How Hatred Became a Liberal Value
18th August 2012
Paul Rahe blows the whistle.
I remember when liberals sported on their automobiles bumper stickers reading, “Hatred is not a Family Value.” Then, back in 2003, in The New Republic, Jonathan Chait wrote an essay explaining why it was legitimate to hate George W. Bush, and the dam burst. Civility is no longer a liberal ideal. And now – as yesterday’s armed attack on the Family Research Council in Washington, the five-hour delay in President Obama’s condemnation of the act as he calculated whether it was in his interest to comment or not, and the mainstream media’s initial reluctance to report on the event, much less highlight the activist LGBT connections of the shooter suggest – left liberals are willing to wink at violence. It may be regrettable, they think, but, like stealing elections, it is all in a good cause – and before figuring out how to respond to an outbreak of violence on the part of their allies, they pause to calculate the political consequences.
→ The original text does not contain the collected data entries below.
PR #847, opened 2016-02-05
Paths

tysongach:
- We moved away from `app/assets/stylesheets/` and starting using a `core/` directory in c76215b, but forgot to update the path in `lib/bourbon.rb`
  - This fixes an error that currently exists on `master`, in which you will get an error when trying to import Bourbon: `Error: File to import not found or unreadable: bourbon.`
- This PR is also an attempt to reduce unnecessary nuances to the codebase between Bourbon and Neat. Neat has none of the deletions found in this PR and all seems fine without it.

### DIFF
--- a/lib/bourbon.rb
+++ b/lib/bourbon.rb
@@ -4,10 +4,6 @@ $LOAD_PATH.unshift dir unless $LOAD_PATH.include?(dir)
 
 require "bourbon/generator"
 
-unless defined?(Sass)
-  require 'sass'
-end
-
 module Bourbon
   if defined?(Rails) && defined?(Rails::Engine)
     class Engine < ::Rails::Engine
--- a/lib/bourbon.rb
+++ b/lib/bourbon.rb
@@ -11,7 +11,7 @@ end
 module Bourbon
   if defined?(Rails) && defined?(Rails::Engine)
     class Engine < ::Rails::Engine
-      require 'bourbon/engine'
+      require "bourbon/engine"
     end
 
     module Rails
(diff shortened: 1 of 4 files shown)


lib/bourbon.rb
```diff
@@ -1,17 +1,9 @@
-# CodeKit needs relative paths
```
ckundo: Will this break CodeKit?

lib/bourbon.rb
```diff
@@ -1,17 +1,9 @@
...
-dir = File.dirname(__FILE__)
-$LOAD_PATH.unshift dir unless $LOAD_PATH.include?(dir)
-
 require "bourbon/generator"
 
-unless defined?(Sass)
```
ckundo: Looks good (assuming this is required in the gemspec already)

ckundo:
lgtm!

lib/bourbon.rb
tysongach: @bdkjones Hello! We’re looking to merge these changes in, but we are making an assumption here that this stuff is no longer needed. Our sister library [Neat](https://github.com/thoughtbot/neat/)—which is also part of CodeKit—doesn’t appear to have any of this. If you have a chance, I’d love a quick review, so we don’t bust anything!

bdkjones: Oh, I dumped all the Ruby content of Bourbon a long time ago. The only real reason the gem existed was to copy the Bourbon stylesheet assets into a specified location and to return the version of Bourbon. CodeKit took over those tasks itself so all that's bundled into CodeKit are the stylesheet assets from Bourbon.

bdkjones: Thanks for checking, though!

tysongach: @bdkjones Fantastic! Thank you for the speedy response!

You will not hear liberals arguing for a crackdown on the use of force by animal-rights activists, environmental activists, union thugs, and the Occupy movement. Instead, you will find in them a desperate hankering to pin on the Tea Party responsibility for conduct the Tea-Partiers abhor and a willingness to engage in race-baiting and talk of class warfare on a stunning scale.
August 18th, 2012 at 21:10
It really started when it became “acceptable” to spit on and curse returning Vietnam vets. Once those radicals embraced Marxism, there was no limit to the demonstration of hate. In those days, that sometimes even meant bombs.